My thoughts were initially that for $1.$, it ought to be the same as the answer to the question
"Does there exist a true proposition $P$ which can be written in a finite number of characters such that assuming $P$ we can derive any given true proposition?" but then here to determine that such a $P$ is true we must derive it from axioms, and so this question is equivalent to asking whether or not all true statements are provable, which I think I'm right in saying that the answer to this is 'no'.
However, I think the answer to the original question $(1.)$ needn't be 'no' as we have the usual axioms to work with in addition to a new set of results to use derived from $P$ together with usual axioms, and so I simply don't know.
Thanks and feel free to let me know if the question should be taken down.
 A: There's a subtlety in "ex falso quodlibet" which is often overlooked: it not true that from a false statement, we can deduce anything, but rather that from a known false statement (that is, a contradiction) we can deduce anything.
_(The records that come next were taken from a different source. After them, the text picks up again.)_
PR #1773, opened 2023-03-13
Remove Google analytics

okias:
## Changes

- Remove Google analytics

## Context

Let's be respectful to the privacy of regular (non-adblocking) users.
Also, reasons for https://github.com/git/git-scm.com/pull/1142 are no longer actual - so, drop Google insight into user behaviour on git-scm.com.

### DIFF
--- a/app/views/layouts/application.html.erb
+++ b/app/views/layouts/application.html.erb
@@ -2,16 +2,6 @@
 <html lang="en">
 
 <head>
-  <!-- Global site tag (gtag.js) - Google Analytics -->
-  <script async src="https://www.googletagmanager.com/gtag/js?id=UA-49925874-3"></script>
-  <script>
-    window.dataLayer = window.dataLayer || [];
-    function gtag(){dataLayer.push(arguments);}
-    gtag('js', new Date());
-
-    gtag('config', 'UA-49925874-3');
-  </script>
-
   <meta charset='utf-8'>
   <meta content='IE=edge,chrome=1' http-equiv='X-UA-Compatible'>
   <meta name="viewport" content="width=device-width, initial-scale=1">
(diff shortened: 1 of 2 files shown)


pedrorijo91:
tbh i'm also not sure if we have been using that data for anything relevant. any thoughts @jasonlong  and @peff ?

peff:
I don't ever look at this (in fact, I kind of thought we had gotten rid of it already). I did just double-check and it is generating analytics. However, it looks like we'd have to upgrade to GA4 or it will stop working in a few months as the current version sunsets. Plus it's all managed under @jasonlong's account (and I'm added with access, but not as an admin). So if we wanted to do analytics for real, we'd at least want:

  - to do the appropriate updates to avoid it getting turned off later this year
  - set up access so that the PLC folks at Conservancy have access (and give access to anybody who actively needs it for day to day use)

But given that I think the redesign work that led to #1142 is dormant, and nobody seems to be looking at it, I don't think that work is worth the effort. So I'm inclined to get rid of it.

(I'm also in favor of supporting user privacy where we can, and this probably does help there. But note that it's all going through Cloudflare, which is likely doing some collection/analytics on its own, so it's not perfect).

peff:
I think we should leave this for a day or two in case @jasonlong wants to respond, but I don't think he has any plans to immediately resume that work, and is busy with other things. We can take silence there as an implicit agreement. :sweat_smile:

jasonlong:
:wave: Hey all, I'm still lurking in the shadows. I completely forgot that the GA account was under my name. I get emails every month with the site's traffic summary. I find these interesting, but there's never anything I'm using to take action on these days. There are definitely more privacy-minded GA alternatives these days, but I don't have much skin in the game at this point. I'm in support of whatever @peff and @pedrorijo91 would like to do.

peff:
@jasonlong Thanks! I think we're best to drop the analytics for now. We can always add them back in later if there's a specific project we want to gather data for, and we can think about the best path forward then.

okias:
Thank you

PR #1776, opened 2023-03-16
book2: fix frozen string literal problem

peff:
Book generation has been broken since 6a1d3bc8 (freeze string literals in rake tasks, 2022-10-05). The issue is the use of force_encoding() on a literal, which doesn't work if it's frozen.

One solution would be to just `.dup` the literal. However, this force_encoding is not necessary at all these days. Since ruby 2.0, strings are UTF8 by default. So we can just get rid of it.

Confirmed that this fixes things both with a `local_genbook2` on my machine, but also the usual `remote_genbook2` from Heroku (which previously just barfed with `can't modify frozen String:`, and we were stuck on progit2 2.1.360 from last October. The site is now at 2.1.375, the most recent tag).

### DIFF
--- a/lib/tasks/book2.rake
+++ b/lib/tasks/book2.rake
@@ -13,7 +13,7 @@ def expand(content, path, &get_content)
     end
     new_content = get_content.call(new_fname)
     if new_content
-      expand(new_content.gsub("\xEF\xBB\xBF", ""), new_fname) { |c| get_content.call(c) }
+      expand(new_content.delete("\xEF\xBB\xBF"), new_fname) { |c| get_content.call(c) }
     else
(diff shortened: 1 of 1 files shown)


peff:
I'm going to merge this through, because it fixes the book generation in the cron job. But if anybody can think of any reason that the logic for the fix isn't right (and we should do the `.dup` thing instead), please speak up, and we can fix it on top.

peff:
Whoops. Apparently I'm bad at using Git. When I pushed up the rubocop fix, I also pushed up a commit updating rails, which I was working on simultaneously. I think it's OK (and I was planning to open a PR for it in a moment). I'll revert it on `main` (since it's protected and we shouldn't rewind there), and then open an actual PR.

PR #1785, opened 2023-05-21
Update variables.scss

kdchabuk:
## Changes

Use monospace font

## Context

Use browser's monospace font instead of specifying Courier.

### DIFF
--- a/app/assets/stylesheets/variables.scss
+++ b/app/assets/stylesheets/variables.scss
@@ -24,7 +24,7 @@ $base-font-family: Adelle, $base-font-family-fallback;
 $base-font-size:   14px;
 $base-line-height: 22px;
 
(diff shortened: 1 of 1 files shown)


pedrorijo91:
can u add a bit more explanation on the reasoning for this change @kdchabuk ?

kdchabuk:
By default, major browser will use the CSS-specified font if available, even though another font may be picked in the browser's settings. I suggest that it is better to use the browser's default monospace font instead of Courier.

AP1400:
Just I leave hear and now this I don't have money for mine or investment projects I'm normal guy someone say you win I don't trust him but after a years I see he's found is still there I won that but I could NY use it . Please if someone hacked me i

PR #1793, opened 2023-08-03
link to git-credential-azure

hickford:


PatMyron:
along with https://github.com/git/git-scm.com/pull/1844, it doesn't seem like a great idea to let people add their own third party credential helpers alongside the official first party credential helpers, especially since Azure Repos' official documentation itself advises using a more standard credential helper:
https://learn.microsoft.com/en-us/azure/devops/repos/git/set-up-credential-managers

dscho:
> along with #1844, it doesn't seem like a great idea to let people add their own third party credential helpers alongside the official first party credential helpers, especially since Azure Repos' official documentation itself advises using a more standard credential helper: https://learn.microsoft.com/en-us/azure/devops/repos/git/set-up-credential-managers

@PatMyron Well, this is a community-driven project. So basically those who contribute steer where the project is going.

You could bring this up on the Git mailing list, but given that the neither the Git maintainer nor anybody in the Git PLC seems to be interested in participating in any discussions/contributions on https://git-scm.com/...

PR #1803, opened 2023-10-08
Add 'Boost Your Git DX' to ext book list

adamchainz:
## Changes

Add my new book [released this past Wednesday](https://adamj.eu/tech/2023/10/04/boost-your-git-dx-out-now/).

-

## Context

I’d like my book to be visible.


pedrorijo91:
Hey @adamchainz  thanks for the PR!

any thoughts @peff / @jnavila ? i haven't read the book myself, but at first sight looks good to me. will wait for an answer a few days, and merge later if no reply by then

peff:
I haven't read any of the books on the list. :sweat_smile: I think we should err on the side of inclusion unless we have a particular reason to do otherwise.

@adamchainz Congrats on finishing the book!

adamchainz:
Thank you both. I’ve emailed you links for free copies, in case you’d like to give it a read.

PR #527, opened 2024-07-14
refactor: Add Mapper to map from structured data to plate reader ASM model

nathan-stender:

Apply this pattern to a few easy parsers


tests/parsers/agilent_gen5/testdata/fluorescence/alphalisa_test_2.json
```diff
@@ -26,7 +26,7 @@
                                 ]
                             },
                             "sample document": {
-                                "sample identifier": "",
+                                "sample identifier": "Plate 1 A1",
```
nathan-stender, line 29: Note to reviewer: this is a bug fix, this should have been populated.

tests/parsers/agilent_gen5_image/agilent_gen5_image_structure_test.py
```diff
@@ -4,112 +4,14 @@
...
     InstrumentSettings,
-    LayoutData,
     ReadData,
     ReadSection,
 )
 from allotropy.parsers.agilent_gen5_image.constants import DetectionType
 from allotropy.parsers.lines_reader import LinesReader
 
 
-@pytest.mark.short
```
nathan-stender, line 17: Note to reviewer: these tests are deleted because gen_5_image structure re-uses identical functions from gen_5 which are already tested

src/allotropy/allotrope/schema_mappers/adm/plate_reader/benchling/_2023/_09/plate_reader.py
```diff
@@ -0,0 +1,524 @@
...
+                    data
+                ),
+            ),
+            field_asm_manifest=self.MANIFEST,
+        )
+
+    def _get_measurement_document_item(
+        self, measurement: Measurement, metadata: Metadata
+    ) -> MeasurementDocumentItems:
+        match measurement.type_:
```
mdlu, line 268: I guess we can't use this anymore 😭

src/allotropy/parsers/agilent_gen5/agilent_gen5_structure.py
```diff
@@ -381,200 +380,251 @@ def _get_filter_sets(
...
-        return sources or measurements
+def _create_measurement(
+    measurement: MeasurementData,
+    well_position: str,
+    header_data: HeaderData,
+    read_data: ReadData,
+    sample_identifier: str | None,
+    actual_temperature: float | None,
+) -> Measurement:
+    match read_data.read_mode:
```
mdlu, line 540: same here 😔

tests/parsers/agilent_gen5/agilent_gen5_structure_test.py
```diff
@@ -336,14 +337,37 @@ def test_create_layout_data_with_name_rows() -> None:
         "Layout",
         "\t1\t2\t3",
         "A\tSPL1\tSPL9\tSPL17\tWell ID",
-        "\tName_A1\tName_A2\tName_A3\tName",
```
mdlu, line 339: why did this go away?

src/allotropy/allotrope/schema_mappers/adm/plate_reader/benchling/_2023/_09/plate_reader.py
nathan-stender: Noooooooooooooo 😭

tests/parsers/agilent_gen5/agilent_gen5_structure_test.py
nathan-stender: Oh yeah should have left a comment. So the logic here is that the `Name` column overrides the `Well ID` comment for identifiers, if present. I'm doing a little more magic now, so I'm testing here that it works on a per-column basis. Note that "A2" below now uses the Well ID because the name is missing for that column

src/allotropy/parsers/agilent_gen5/agilent_gen5_structure.py
nathan-stender: 😭

mdlu (approved):

PR #532, opened 2024-07-16
refactor: Add Mapper to map from structured data to spectroscopy ASM model

nathan-stender:

Apply this pattern to thermo nanodrop eight


tests/parsers/thermo_fisher_nanodrop_eight/testdata/Thermo_NanoDrop_Eight_example01.json
```diff
@@ -48,7 +48,7 @@
                     "measurement time": "2020-05-26T15:36:00+00:00",
                     "measurement document": [
                         {
-                            "measurement identifier": "THERMO_FISHER_NANODROP_EIGHT_TEST_ID_1",
```
nathan-stender, line 51: Note to reviewer: these changes are because calculated data document uuids are now calculated at the same time as the measurment, so the order changes. This does not matter for real data that actually uses uuids

stephenworlow (approved):

PR #534, opened 2024-07-16
refactor: Refactor series utils and break up values util

nathan-stender:
Basically, this adds a wrapper for a `pd.Series` that replaces our endless util functions for asserting type safety with a cleaner API:

`try_str_from_series_or_none(data, "key")` -> `data.get(str, "key")`

`try_str_from_series(data, "key")` -> `data[str, "key"]` (raises error on missing key)

`try_str_from_series(data, "key", msg="error msg")` -> `data[str, "key", "error msg"]` (raises "error msg" on missing key)

`try_str_from_series_or_default(data, "key", "default")` -> `data.get(str, "key", "default")`

`try_non_nan_str_from_series_or_none(data, "key")` -> `data.get(str, "key", SeriesData.NOT_NAN)`

`try_float_from_series_or_nan(data, "key")` -> `data.get(float, "key", NaN)`


src/allotropy/parsers/appbio_quantstudio/appbio_quantstudio_structure.py
```diff
@@ -571,50 +517,43 @@ def create_generic(data: pd.DataFrame, well_item: WellItem) -> Result:
...
-            ),
-            genotyping_determination_result=try_str_from_series_or_none(
-                target_data, "Call"
+            automatic_cycle_threshold_enabled_setting=data.get(
+                bool, "Automatic Ct Threshold", None
             ),
-            genotyping_determination_method_setting=try_float_from_series_or_none(
-                target_data, "Threshold Value"
+            automatic_baseline_determination_enabled_setting=data.get(
+                bool, "Automatic Baseline", None
```
mdlu, line 534: `, None` also not needed here and in the above line

src/allotropy/parsers/appbio_quantstudio_designandanalysis/appbio_quantstudio_designandanalysis_structure.py
```diff
@@ -555,55 +527,48 @@ def create(
...
-            automatic_cycle_threshold_enabled_setting=try_bool_from_series_or_none(
-                target_data, "Auto Threshold"
+            cycle_threshold_result=target_data.get(float, "Cq"),
+            automatic_cycle_threshold_enabled_setting=target_data.get(
+                bool, "Auto Threshold", None
             ),
-            automatic_baseline_determination_enabled_setting=try_bool_from_series_or_none(
-                target_data, "Auto Baseline"
+            automatic_baseline_determination_enabled_setting=target_data.get(
+                bool, "Auto Baseline", None
```
mdlu, line 539: `, None` also not needed here and in the above line

src/allotropy/parsers/appbio_quantstudio/appbio_quantstudio_structure.py
```diff
@@ -151,30 +134,19 @@ def result(self, result: Result) -> None:
...
     @staticmethod
-    def create_genotyping(data: pd.Series[str]) -> tuple[WellItem, WellItem]:
-        identifier = try_int_from_series(data, "Well")
-
-        snp_name = try_str_from_series(
-            data,
-            "SNP Assay Name",
+    def create_genotyping(data: SeriesData) -> tuple[WellItem, WellItem]:
+        identifier = data[int, "Well"]
+        snp_name = assert_not_none(
```
mdlu, line 139: nit: feel free to disagree if this is too much abstraction but it feels like `assert_not_none` is called a lot with `data.get`, maybe we could add it as a parameter to `.get` or add a new function?

src/allotropy/parsers/perkin_elmer_envision/perkin_elmer_envision_parser.py
```diff
@@ -91,11 +91,7 @@ def to_allotrope(self, named_file_contents: NamedFileContents) -> Model:
         lines = read_to_lines(named_file_contents)
         reader = CsvReader(lines)
         filename = named_file_contents.original_file_name
-        try:
-            return self._get_model(Data.create(reader), filename)
-        except Exception as error:
```
mdlu, line 96: do we not need to catch this anymore?

src/allotropy/parsers/perkin_elmer_envision/perkin_elmer_envision_structure.py
```diff
@@ -55,61 +53,51 @@ class PlateInfo:
...
+            df_to_series(
+                assert_not_none(
+                    reader.pop_csv_block_as_df(),
+                    "Plate information CSV block",
+                )
+            ).replace(np.nan, None)
         )
 
-    @staticmethod
-    def get_barcode(series: pd.Series[str], plate_number: str) -> str:
```
mdlu, line 80: is this not useful anymore as a standalone function? I guess it's only called once?

src/allotropy/parsers/perkin_elmer_envision/perkin_elmer_envision_structure.py
```diff
@@ -554,38 +542,29 @@ def create(reader: CsvReader) -> Labels:
...
+        series = SeriesData(df_to_series(data.T).replace(np.nan, None))
         filters = create_filters(reader)
         filter_position_map = {
             "Bottom": ScanPositionSettingPlateReader.bottom_scan_position__plate_reader_,
             "Top": ScanPositionSettingPlateReader.top_scan_position__plate_reader_,
         }
 
         return Labels(
-            label=series.index[0],
+            label=series.series.index[0],
```
mdlu, line 553: nit: `series.series` makes me kind of sad haha maybe `series_data.series`?

src/allotropy/parsers/utils/pandas.py
```diff
@@ -0,0 +1,115 @@
...
+        try:
+            # bool needs special handling to convert
+            if type_ is bool:
+                raw_value = "true" if str_to_bool(raw_value) else ""
+            value = None if raw_value is None else type_(raw_value)
+        except ValueError:
+            value = None
+        return default if value is None else value
+
+    # TODO(nstender): I can't figure out how to integrate these yet, leaving as "try_..."
```
mdlu, line 105: I am definitely missing something but couldn't these be handled using an extra param plus some logic in the `ValueError` block in the above `get`? or have a flag for `.get` to be able to raise `ValueError` and then another function that wraps this function and sets that flag for additional handling

mdlu (changes requested):

src/allotropy/parsers/appbio_quantstudio/appbio_quantstudio_structure.py
```diff
@@ -506,63 +459,56 @@ def create_genotyping(data: pd.DataFrame, well_item: WellItem) -> Result:
...
             cycle_threshold_result=try_float_or_none(str(cycle_threshold_result)),
-            automatic_cycle_threshold_enabled_setting=try_bool_from_series_or_none(
-                target_data, f"{allele} Automatic Ct Threshold"
+            automatic_cycle_threshold_enabled_setting=data.get(
+                bool, f"{allele} Automatic Ct Threshold", None
             ),
-            automatic_baseline_determination_enabled_setting=try_bool_from_series_or_none(
-                target_data, f"{allele} Automatic Baseline"
+            automatic_baseline_determination_enabled_setting=data.get(
+                bool, f"{allele} Automatic Baseline", None
```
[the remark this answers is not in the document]
nathan-stender: Good eye - I guess my regex wasn't perfect 👀

src/allotropy/parsers/appbio_quantstudio/appbio_quantstudio_structure.py
nathan-stender: So - the issue here is that if you want to assert, you should just use the index operator.

But - these particular cases want to pass a custom error message. That said, I realized I can still support the custom error message in the index operator, I was just too tired to think of it last night 😓

src/allotropy/parsers/perkin_elmer_envision/perkin_elmer_envision_parser.py
nathan-stender: Sorry should have left a reviewer comment.

This was a bad pattern. They were catching all errors and returning a generic error instead.

The pattern we want is to catch errors where they happen and return an `AllotropeConversionError` with a _helpful_ error message.

Removing this may let some uncaught errors through - but that's how we find and address those uncaught errors.

src/allotropy/parsers/perkin_elmer_envision/perkin_elmer_envision_structure.py
nathan-stender: Yeah, it's called twice, but it's smaller now, and, I plan to dedup the two call sites in a followup.

src/allotropy/parsers/utils/pandas.py
nathan-stender: For `non_nan` - it's more philosophical - bool flags in function signatures are discouraged. I might just go with it, but I deferred until later.

For `try_float_or_nan` - the problem is a typing one, it should just be:

`self.get(float, key, InvalidJsonFloat.NaN)`

but typing of the `get` function does not allow for returning `InvalidJsonFloat` when `T = float`. I'm sure it's doable, but haven't figured it out yet.

nathan-stender: Aaand fixed. Thank you for pushing me 🙏 😄

src/allotropy/parsers/utils/values.py
```diff
@@ -16,7 +16,7 @@
 PrimitiveValue = str | int | float
 
 
-def str_to_bool(value: Any) -> bool:
+def str_to_bool(value: str) -> bool:
     return str(value).lower() in ("yes", "y", "true", "t", "1")
```
mdlu, line 20: nit: don't need to cast `value` anymore in that case?

src/allotropy/parsers/utils/pandas.py
```diff
@@ -53,50 +53,58 @@ def assert_not_empty_df(df: pd.DataFrame, msg: str) -> pd.DataFrame:
...
 
 
 class SeriesData:
     def __init__(self, series: pd.Series[Any]) -> None:
         self.series = series
 
-    def __getitem__(
-        self, type_and_key: tuple[Callable[..., T], str | Iterable[str]]
-    ) -> T:
+    def __getitem__(self, type_and_key: TypeAndKey[T] | TypeAndKeyAndMsg[T]) -> T:
```
mdlu, line 81: I realized that this would really benefit from a docstring explaining how to use this (what the params are, and that this implements the `series[]` method of get)

src/allotropy/parsers/utils/pandas.py
```diff
@@ -53,50 +53,58 @@ def assert_not_empty_df(df: pd.DataFrame, msg: str) -> pd.DataFrame:
...
+        type_: Type_[T],
+        key: KeyOrKeys,
         default: Literal[None] = None,
     ) -> T | None:
         ...
 
     # This overload tells typing that if default matches T, get will return T
     @overload
-    def get(self, type_: Callable[..., T], key: Iterable[str], default: T) -> T:
+    def get(self, type_: Type_[T], key: KeyOrKeys, default: T) -> T:
```
mdlu: same thing here, as above

mdlu (changes requested):

src/allotropy/parsers/utils/values.py
nathan-stender: Very true

mdlu (approved):
🚀

PR #538, opened 2024-07-18
fix: Allow ASM schema models to further combine model classes

nathan-stender:
The `solution-analyzer` schema had too many different possible combinations of required keys for some models, leading to some >60 versions of possible measurement document. 

Relax schema model generator class combination logic further to remove this explosion of classes.

Note that as with existing relaxations - this means it's possible to create a version of the dataclass that does not satisfy the schema (now even more for affected schemas)

However, it's still not possible to write a test with an invalid schema or export an invalid schema from allotropy, since we validate against the schema after conversion.


src/allotropy/allotrope/schema_parser/model_class_editor.py
```diff
@@ -373,8 +363,16 @@ def merge_similar(self, other: DataClassLines) -> DataClassLines:
...
                 self.fields[field_name] = other.fields[field_name]
+                self.fields[field_name].field_types.add("None")
+                self.fields[field_name].default_value = "None"
                 self.field_name_order.append(field_name)
 
+        # For fields in this class not in the other, mark as optional
+        for field_name in self.fields:
+            if field_name not in other.fields:
+                self.fields[field_name].field_types.add("None")
+                self.fields[field_name].default_value = "None"
```
stephenworlow, line 374: Nit: Mostly because the code is kinda ugly, wanna abstract this and above?

stephenworlow (dismissed):

src/allotropy/allotrope/schema_parser/model_class_editor.py
nathan-stender: Done

stephenworlow (approved):

PR #539, opened 2024-07-19
feat: Speed up excel reading by using calamine engine where possible

nathan-stender:
This cuts a solid amount of time off of larger excel file test cases. 

E.g. in a test file that was timing out a web API because it took ~40s to convert, it now takes ~20s


tests/parsers/beckman_vi_cell_xr/testdata/v2.06/style_fill_incorrect.json
```diff
@@ -71,7 +71,7 @@
             "equipment serial number": "AL42244"
         },
         "data system document": {
-            "file name": "style_fill_error.xlsx",
+            "file name": "style_fill_incorrect.xlsx",
```
nathan-stender, line 74: NOTE to reviewer: I had to rename this file because the "error" in the name was causing the auto-test discovery to skip it.

src/allotropy/parsers/beckman_vi_cell_xr/vi_cell_xr_reader.py
```diff
@@ -1,32 +1,59 @@
...
     MODEL_RE,
     XrVersion,
 )
+from allotropy.parsers.lines_reader import read_to_lines
 from allotropy.parsers.utils.pandas import SeriesData
 from allotropy.parsers.utils.values import assert_value_from_df
-from allotropy.types import IOType
+
+
+@dataclass
```
nathan-stender, line 24: Note to reviewer: I added this little refactor because I noticed that the `structure` class isn't actually using the reader except to access these two pieces of data, so just return them.

stephenworlow (dismissed):

stephenworlow (approved):

PR #545, opened 2024-07-23
feat: Add BMG MARS parser

keithmacaulay:


src/allotropy/parsers/bmg_mars/bmg_mars_parser.py
```diff
@@ -0,0 +1,270 @@
...
+        read_type: ReadType,
+    ) -> DeviceControlAggregateDocument:
+
+        if read_type == ReadType.ABSORBANCE:
+            return UltravioletAbsorbancePointDetectionDeviceControlAggregateDocument(
+                device_control_document=[
+                    UltravioletAbsorbancePointDetectionDeviceControlDocumentItem(
+                        device_type="absorbance detector",
+                        detection_type="absorbance",
+                        detector_wavelength_setting=safe_value(
```
nlangowitz, line 158: A bit surprised by the checks here -- seems like `wavelength` must be set, so the `if wavelength.wavelength` check would always pass unless wavelength is 0 or an empty string, are those conditions we'd expect to see in a data file? If not, seems like this could just be `TQuantityValueNanometer(wavelength.wavelength)`, and if so, I think it'd be better to check for that when creating the `Wavelength` object.

src/allotropy/parsers/bmg_mars/bmg_mars_parser.py
```diff
@@ -0,0 +1,270 @@
...
+            return FluorescencePointDetectionDeviceControlAggregateDocument(
+                device_control_document=[
+                    FluorescencePointDetectionDeviceControlDocumentItem(
+                        device_type="fluorescence detector",
+                        detection_type="fluorescence",
+                        detector_wavelength_setting=safe_value(
+                            TQuantityValueNanometer,
+                            wavelength.wavelength if wavelength.wavelength else None,
+                        ),
+                        excitation_wavelength_setting=safe_value(
```
nlangowitz, line 176: The `safe_value` check makes sense here, but feels overcomplicated since we have the if/else both here and in the function, why not just `TQuantityValueNanometer(wavelength.ex_wavelength) if wavelength.ex_wavelength else None`

src/allotropy/parsers/bmg_mars/bmg_mars_parser.py
```diff
@@ -0,0 +1,270 @@
...
+        read_type = assert_not_none(
+            re.search(RE_READ_TYPE, "\n".join(lines), flags=re.MULTILINE),
+            msg="Read type not found.",
+        ).group(0)
+        patterns = {
+            "Absorbance": ReadType.ABSORBANCE,
+            "Fluorescence": ReadType.FLUORESCENCE,
+        }
+
+        for key in patterns:
```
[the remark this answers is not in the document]
keithmacaulay: We don't have examples of this, so removing.

src/allotropy/parsers/bmg_mars/bmg_mars_parser.py
keithmacaulay: Simplified detector_wavelength_setting for UV and Fluorescence

src/allotropy/parsers/bmg_mars/bmg_mars_parser.py
keithmacaulay: Simplified detector_wavelength_setting for UV and Fluorescence

src/allotropy/parsers/bmg_mars/bmg_mars_parser.py
```diff
@@ -133,15 +134,13 @@ def _get_read_type(self, lines: list[str]) -> ReadType:
...
-        patterns = {
-            "Absorbance": ReadType.ABSORBANCE,
-            "Fluorescence": ReadType.FLUORESCENCE,
-        }
 
-        for key in patterns:
-            if key in read_type:
-                read_type_key = patterns[key]
-        return read_type_key
+        if "Absorbance" in read_type:
```
rayaankha-tara, line 138: Just confirming that if these are somehow both in the read_type that "Absorbance" takes precedence? Sorry this may just be a nonsensical scenario

rayaankha-tara (dismissed):
approving changes since @nlangowitz 's review with minor question

src/allotropy/parsers/bmg_mars/bmg_mars_parser.py
keithmacaulay: Updated to explicitly exclude the scenario of >1 read_type.

rayaankha-tara (approved):

PR #547, opened 2024-07-25
fix: agilent tapestation ASM fixes

slopez-b:
- For the Agilent Tapestation adapter, the data region document was being included even when there was no region data, resulting on empty lists. This PR adds logic to not include the data region aggregate document if there is no region data.

- Additionally, removed the `devide identifier` from the `device control document` since it is already included in the `device system document` at a top level.


CHANGELOG.md
```diff
@@ -10,6 +10,8 @@ and this project adheres to [Semantic Versioning](https://semver.org/spec/v2.0.0
 ### Added
 
 ### Fixed
+- Fixed tapestation analysis adapter to not inlude data region documents when there is no region data.
+- Removed `devide identifier` from `device control document` in the tapestation analysis adapter.
```
nlangowitz, line 14:
```suggestion
- Removed `device identifier` from `device control document` in the tapestation analysis adapter.
```

nlangowitz (dismissed):

joshua-benchling (approved):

To illustrate the difference, take a theory like Peano arithmetic. PA is (let's say for the sake of argument) consistent, but by Godel's second incompleteness theorem this means that PA+"PA is inconsistent" is consistent. "PA is inconsistent" is obviously false, so why can't we prove everything from PA+"PA is inconsistent"? Well, the reason is that - although "PA is inconsistent" is false - PA doesn't know that "PA is inconsistent" is false (that is, PA can't prove its own consistency), so EFQ doesn't apply here.
In particular, this means that the theory consisting only of the sentence "PA is inconsistent," and no other axioms, is consistent, i.e. doesn't prove everything.
What you're looking for is a logical contradiction - a sentence which isn't true in any theory. Equivalently, a sentence $p$ such that $p$ alone proves every sentence. These sentences exist - e.g. "$\exists x(x\not=x)$" is such a sentence. Moreover, these sentences are false (of course), so any sentence proving all false sentences proves these, and hence proves all sentences - so your (1) and (2) are in fact equivalent.